Multi-view Contrastive Learning Hypergraph Neural Network for Drug-Microbe-Disease Association Prediction

Authors: Luotao Liu, Feng Huang, Xuan Liu, Zhankun Xiong, Menglu Li, Congzhi Song, Wen Zhang

IJCAI 2023 | Conference PDF | Archive PDF | Plain Text | LLM Run Details

Reproducibility Variable Result LLM Response
Research Type Experimental Extensive experiments show that MCHNN achieves satisfactory performance in DMD association prediction and, more importantly, demonstrate the effectiveness of our devised the multi-view CL on the sparse DMD hypergraph.
Researcher Affiliation Academia College of Informatics, Huazhong Agricultural University, Wuhan 430070, China {luotaoliu, fhuang233, lx666, xiongzk, mengluli, song cz }@webmail.hzau.edu.cn, zhangwen@mail.hzau.edu.cn
Pseudocode No The paper describes the model architecture and methods in text and using mathematical equations, but does not include any clearly labeled 'Pseudocode' or 'Algorithm' blocks.
Open Source Code Yes More detailed settings, source code, data set, and additional results of MCHNN are presented in Supplementary materials1. 1https://github.com/Liuluotao/MCHNN
Open Datasets Yes The drugmicrobe associations are collected from MDAD [Sun et al., 2018], a Biofilm [Rajput et al., 2018], and Drug Virus [Andersen et al., 2020], and the microbe-disease associations are obtained from HMDAD [Ma et al., 2017], Disbiome [Janssens et al., 2018], gut MDisorder [Cheng et al., 2020], and Peryton [Skoufos et al., 2021].

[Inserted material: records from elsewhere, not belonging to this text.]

PR #1204, opened 2023-09-26
[NDTensors] Add SortedSets and TagSets

mtfishman:
# Description

This adds `SortedSets` and `TagSets` submodules to NDTensors.

`SortedSets` defines a generic sorted set-like data structure which are more efficient for smaller collections than hash-based sets. Inserting new elements keeps the set sorted (and unique). When combined with `SmallVectors` from #1202 (using a `SmallVector` as a data backend for a `SortedSet`), it should provide very fast data structures for applications like TagSets and QNs. This PR also adds a first draft of a new `TagSet` type design, which is generic but can make use of `SmallVectors` and `SortedSets` to reproduce speed that is similar to the current `ITensors.TagSet` type but with less code and a simpler, more generic design that will allow users to choose their own tag and storage types.

This is still a draft because I need to test the efficiency of `SortedSets` (I know there is some part that doesn't fully take advantage of the speed of using a `SmallVector` but instead uses slower generic code), work out a few more things around the design of the `TagSet` (and relatedly, `QN`) type, and add tests and examples.


mtfishman:
@emstoudenmire I'm going to merge this so we can start testing it out in the wild. You can look at the new `TagSet` type (just a prototype for now, not yet used in `ITensors.jl` to replace the current one) to get an idea for how to design a `QN` type.

Some set operations on `SortedSet` (and the associated `SmallSet`, which is a type alias for a `SortedSet` wrapping a `SmallVector`) still need to be optimized, but that will be relatively simple. Basically each one (`union`, `intersect`, setdiff`, `symdiff`) can take advantage of the data structures being sorted to run in linear time in the length of the sets, but I only implemented that for `union` and `setdiff` so far.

Dataset Splits Yes We randomly split the dataset into a 90% cross-validation (CV) set and a 10% independent test set. On the CV set, the 5-fold CV is implemented.

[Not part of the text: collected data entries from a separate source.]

PR #166, opened 2020-04-07
Feature - add OpenApi security definitions for authentication mechanisms

### LINKED ISSUE #154: Document generated security mechanism in OpenAPI
Document generated security mechanism in OpenAPI when applicable.

`AddSecurityDefinition` should be used when configuring OpenAPI docs for API key authentication.

https://github.com/domaindrivendev/Swashbuckle.AspNetCore#add-security-definitions-and-requirements

**Additional context**

stijnmoreels:
Closes #154

### DIFF
--- a/src/Arcus.Templates.Tests.Integration/WebApi/WebApiProjectOptions.cs
+++ b/src/Arcus.Templates.Tests.Integration/WebApi/WebApiProjectOptions.cs
@@ -221,7 +221,7 @@ namespace Arcus.Templates.Tests.Integration.WebApi
 
         private static string InsertSharedAccessAuthenticationHeaderSecretPair(string startupContent, string requestHeader, string secretName)
         {
-            return startupContent.Replace("YOUR REQUEST HEADER NAME", requestHeader)
+            return startupContent.Replace("X-Api-Key", requestHeader)
                                  .Replace("YOUR SECRET NAME", secretName);
         }
 
--- a/src/Arcus.Templates.Tests.Integration/WebApi/WebApiProjectOptions.cs
+++ b/src/Arcus.Templates.Tests.Integration/WebApi/WebApiProjectOptions.cs
@@ -221,7 +221,7 @@ namespace Arcus.Templates.Tests.Integration.WebApi
 
         private static string InsertSharedAccessAuthenticationHeaderSecretPair(string startupContent, string requestHeader, string secretName)
         {
-            return startupContent.Replace("X-Api-Key", requestHeader)
+            return startupContent.Replace("X-API-Key", requestHeader)
                                  .Replace("YOUR SECRET NAME", secretName);
         }
 
--- a/src/Arcus.Templates.WebApi/Startup.cs
+++ b/src/Arcus.Templates.WebApi/Startup.cs
@@ -185,7 +185,7 @@ namespace Arcus.Templates.WebApi
                     { 
                         new OpenApiSecurityScheme
                         {
-                            Description = "Globally authentication scheme based on shared access key"
+                            Description = "Globally authentication scheme based on shared access key",
                             Reference = new OpenApiReference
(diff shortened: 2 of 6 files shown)


stijnmoreels:
All manually tested via the Swagger UI.

src/Arcus.Templates.Tests.Integration/WebApi/WebApiProjectOptions.cs
```diff
@@ -221,7 +221,7 @@ private static string InsertInMemorySecretProviderCode(string startupContent, st
 
         private static string InsertSharedAccessAuthenticationHeaderSecretPair(string startupContent, string requestHeader, string secretName)
         {
-            return startupContent.Replace("YOUR REQUEST HEADER NAME", requestHeader)
+            return startupContent.Replace("X-Api-Key", requestHeader)
```
stijnmoreels, line 224: Changed this because it may be a bit more user-friendly on start-up and you want to discover the API via the Swagger UI.

tomkerkhove: Fine for me - Let's change it to `X-API-Key` then!

src/Arcus.Templates.WebApi/Startup.cs
```diff
@@ -52,6 +53,10 @@ namespace Arcus.Templates.WebApi
 {
     public class Startup
     {
+#if SharedAccessKeyAuth
+        private const string SharedAccessKeyHeaderName = "X-Api-Key";
```
tomkerkhove, line 57: This is actually a good reminder as we still have to document this header as a request header for SAS Auth. Can you add this here or a dedicated PR please?

tomkerkhove:
LGTM but is there a way that we can test this automatically @stijnmoreels ?

src/Arcus.Templates.WebApi/Startup.cs
stijnmoreels: Hmm not entirely sure what you mean by that 🤔 .

tomkerkhove: It's not documented in OpenAPI similar to this https://github.com/arcus-azure/arcus.templates/blob/master/src/Arcus.Templates.WebApi/Startup.cs#L166

stijnmoreels:
> LGTM but is there a way that we can test this automatically @stijnmoreels ?

Hmm, maybe with Selenium we could run through the Swagger UI and check this.

tomkerkhove:
I think it's good enough if we just parse the OpenAPI spec that is generated, no?

stijnmoreels:
It depends on what you want to test. Is it the parsing into json or the functionality that it describes.

src/Arcus.Templates.WebApi/Startup.cs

Hardware Specification No No specific hardware details (e.g., GPU/CPU models, processor types, memory amounts, or detailed computer specifications) used for running experiments were found in the paper.
Software Dependencies No The paper mentions software components like 'Deep Chem package' and 'GIN' but does not provide specific version numbers for any software dependencies required to replicate the experiments.
Experiment Setup Yes The number of GIN layer k for drug node attributes and HGNN layer l for hypergraph encoding are both set to 3. In DMD association prediction, the scoring function is a 3-layer MLP with Dropout. We fix α to 0.8 as they produced the best performance in hyper-parameter optimization. Moreover, we employ Adam with a learning rate of 0.005 to optimize the model and adopt early stopping to control the training epochs based on validation loss.